Kelowna’s mayor says he’ll talk to B.C.’s premier about speculation tax

Colin Basran is reiterating his concern about “unintended disastrous consequences”

Kelowna’s mayor says he plans to take the city’s concerns about the province’s new speculation tax right to the top.

After first saying last week the unintended consequences of the new tax on his city could be “disastrous,” Basran told his council Monday he plans to talk with Premier John Horgan about the tax. Basran said he has already spoken to B.C. Green Party leader Andrew Weaver about it and plans to talk with B.C. Liberal leader Andrew Wilkinson as well.

“We know it will impact our community, potentially, in a number of ways,” said Basran Monday, reiterating the city is working on a report looking at how exactly the tax will impact the city and what “tweaks” could be made.

In the B.C. budget two weeks ago, the province introduced the new tax which only affects Metro Vancouver, the Fraser Valley, the Victoria and Nanaimo areas on Vancouver Island, Kelowna and West Kelowna in the Interior.

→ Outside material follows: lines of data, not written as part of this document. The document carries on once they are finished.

PR #346, opened 2021-02-18
Fix user Entry

Philoul:
Little bug fixed (i2 view always visible even if property=0)
I Improved layout (0 or "" views hidden to reduce and have regular spaces)
**I tried to translate labels, but I didn't find how to replace english labels by a translated string...**

See results below
Screenshot_20210219-001907_AndroidAPS


MilosKozak:
simple & easy, thanks!

Philoul:
@MilosKozak I think I understood for user entry translation.
It's currently hard coded in english in each uel.log command.
I propose 2 solutions.
1) replace hard coded string by a translated string (user entry is recorded translated in database)
2) create key strings of current english string (no change in database), and convert key to translated string in treatment's user entry fragment

I prefer second solution (user entry always available in selected language)...
Am I right in my analysis and is it ok for you ?

PR #353, opened 2021-02-20
WIP User Entry translation

Philoul:
With this first commit, I created keys for each `uel.log` entry
- 82 keys in app module
- 3 keys in core module
- 1 key in dana module

Note: the 3 keys of core module are not consistent with others (lowercase, long text string)
=> It's the only strings I modifyed a little bit to be consistent with others
=> I create 3 strings (a bit shorter than previous one) for "translation"

Some' other comments:
- RECONNECT key is missing (RESUME key is used for RECONNECT action) => should we add it ?
- similar user entry texts found : "TT REMOVE" and "REMOVED TT" => should we merge or not ?

With the list of created keys, if you have other comments tell me...

I propose to keep in database current uppercase english text as keys for each user entry and create only some new strings for treatment user interface (with a function to convert key => user interface string)
=> the advantage is that all user entry entries will be translated according to language selection
=> if we want later to build statistics on dedicated user entry, we can use key stored in database

Next step is in `TreatmentsUserEntryFragment` (creation of convertion function), and create all missing strings for translation


MilosKozak:
unify it
this db table is going to be record of user interventions. i'm still undecided if to translate it
what i was planning is export to text/csv file for analysis ... if you are looking for work :)

MilosKozak:
and if translations then probably store it in db as an enum and translate only for display

Philoul:
@MilosKozak Can you take a look on this proposal of enum class (name and content) ?
=> Cleaning made to remove duplicate entries
=> I tried to organize the list for readibility
=> I added some missing actions (I think) or potential futur actions (EXTENDED_CARBS, RECONNECT, CANCEL_TT, OBJECTIVE_STARTED, EXPORT_DATABASES, IMPORT_DATABASES)

Philoul:
My first proposal is not good, I'll analyse trendarrow enum class to understand how it works...

Philoul:
@MilosKozak With latest commit, enum class is better, but I can't build because of ressources.
=> database module don't have the resources folder and strings.xml files
=> I put uel strings in core module, but I can't access to them from database.

MilosKozak:
ok, if you go this way i'd do one more change.
not store stupid doubles and int but list of classes holding value and unit

MilosKozak:
for resource issues, create an extension in core module for enum -> string conversion
check trendarrow for example

Philoul:
> for resource issues, create an extension in core module for enum -> string conversion
> check trendarrow for example

@MilosKozak Sorry, I don't understand your answer...
- TrendArrow don't have external resources (all strings are hardcoded inside GlucoseValue.kt file)

I tried to add in build.gradle of database module an additional dependency:
```
    implementation project(':core')
```
When I do that, all strings included in strings.xml file of core module are found in UserEntry.kt file with `R.string.xxxx` , but I cannot build the app
```
Circular dependency between the following tasks:
:core:generateFullReleaseRFile
\--- :database:generateFullReleaseRFile
     \--- :core:generateFullReleaseRFile (*)
```
I don't have a string.xml files in database module to move my strings from core module to database module (and I don't know how to create res folder and strings files)

Philoul:
=> I can build, (it was quite hard...) but it's too late to test it on my dev phone to check if it works or not...
Now that I understand a bit more how everything works in database, I'll try to see if I can improve them with units
=> Where is for you the best place for this new "ValueWithUnits" class ? (embedments folder ?)
=> Do you have in mind an example in existing database code to help me ?

Philoul:
General comment on convertor file with line below, if a string in database doesn't exist in enum key, then AAPS crashed immediatly (I just copied existing lines in all typeconvertor
```
fun toAction(action: String?) = action?.let { UserEntry.Action.valueOf(it) }
```
Crash report on the first line of my UserEntry database
```
Caused by: java.lang.IllegalArgumentException: No enum constant info.nightscout.androidaps.database.entities.UserEntry.Action.ACCEPT TEMP BASAL
```
I had to patched it in Converters file by the line below
```
fun toAction(action: String?) = action?.let { UserEntry.Action.fromString(it) }
```
Now it works, and you can see results of database, on the left with entries done from this PR with enum (but shown with current dev branch, we can see hardcoded strings and key strings for latest entries), on the right, same screenshot with current PR (keys are correctly converted to translatable Strings, and previous entries that doesn't exist as enum key are converted to "UNKNOWN"
Screenshot_20210222-144050

Philoul:
Note, layout still need improvements (for profile switch with long strings, the view in constrained to the right, and if we swipe up and down, "s" disappears...

MilosKozak:
we can have a cardview with text under date nad label

Philoul:
@MilosKozak 
> ok, if you go this way i'd do one more change.
> not store stupid doubles and int but list of classes holding value and unit
> like:
> uel.log(UserEntry.Action.TT_EATING_SOON, ValueWithUnits(eatingSoonTT, MMOL), ValueWithUnits(eatingSoonTTDuration, MINUTES))

I agree, I propose to always store in database values in mgdl units, and add 4 text fields to store the different units used for each value recorded
I'll add somewhere an enum class to manage the different units used in app (the key name for database and units convertion and Strings references for UI), a ValueWithUnits class to make the interface between uel.log and database, and probably methods in UserEntry class to manage requested information: raw data (int or double) stored in database (mgdl unit if BG value or TT...), Strings data with units converted or not according to data type and default selected unit in app.
I'll try to propose you something...

MilosKozak:
store list of ValueWithUnits
https://stackoverflow.com/questions/44986626/android-room-database-how-to-handle-arraylist-in-an-entity
do not fix it to 4 values

Philoul:
See #379 with ValueWithUnits

PR #364, opened 2021-02-22
More Omnipod Dash preparation + some Eros fixes

bartsopers:
- Move several elements from module omnipod-eros to module omnipod-common
- Rename several Omnipod Eros classes and resources in order to better distinguish during development
- Add some Dash classes
- Fix battery age display for Omnipod Eros
- Fix wrong type casts in Omnipod Eros wizard (introduced with view bindings)


rICTx-T1D:
Is a approximate timeline present, when omnipod dash can supported by AAPS?

bartsopers:
> Is a approximate timeline present, when omnipod dash can supported by AAPS?

Not at the moment, sorry.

West Kelowna council has also spoken out against the tax and is currently also putting together a report about its potential impact there. The City of West Kelowna is also asking its residents for their comments.

The NDP government wants to use the speculation tax to help housing affordability and increase the supply of housing in the province’s hottest markets. It levies a $5 tax for every $1,000 of assessed value on property in the affected areas owned by anyone living outside of the province. Principle residences and long-term rentals are exempt.

Basran said the tax could have an adverse affect on construction in his city and that could affect jobs.

The mayor and several of his councillors have said they have heard plenty of concerns from the public about the tax since it was announced.